---- EXTRACTED RECORDS

PR #204, opened 2018-04-23
Add a link to Color blog post to README.

arostamianfar:
Per PM's request :) linking to the blog post directly in README. This will give a better idea to users about what VT can do.

Longer term, we can have a "news" or "blogs" section when we have multiple blog posts :)


arostamianfar:
Done. PTAL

--------

◆ TASK ITEM: Each line of the listing above should be output exactly.

◆ WORKED SOLUTION:
PR #204, opened 2018-04-23
Add a link to Color blog post to README.

arostamianfar:
Per PM's request :) linking to the blog post directly in README. This will give a better idea to users about what VT can do.

Longer term, we can have a "news" or "blogs" section when we have multiple blog posts :)


arostamianfar:
Done. PTAL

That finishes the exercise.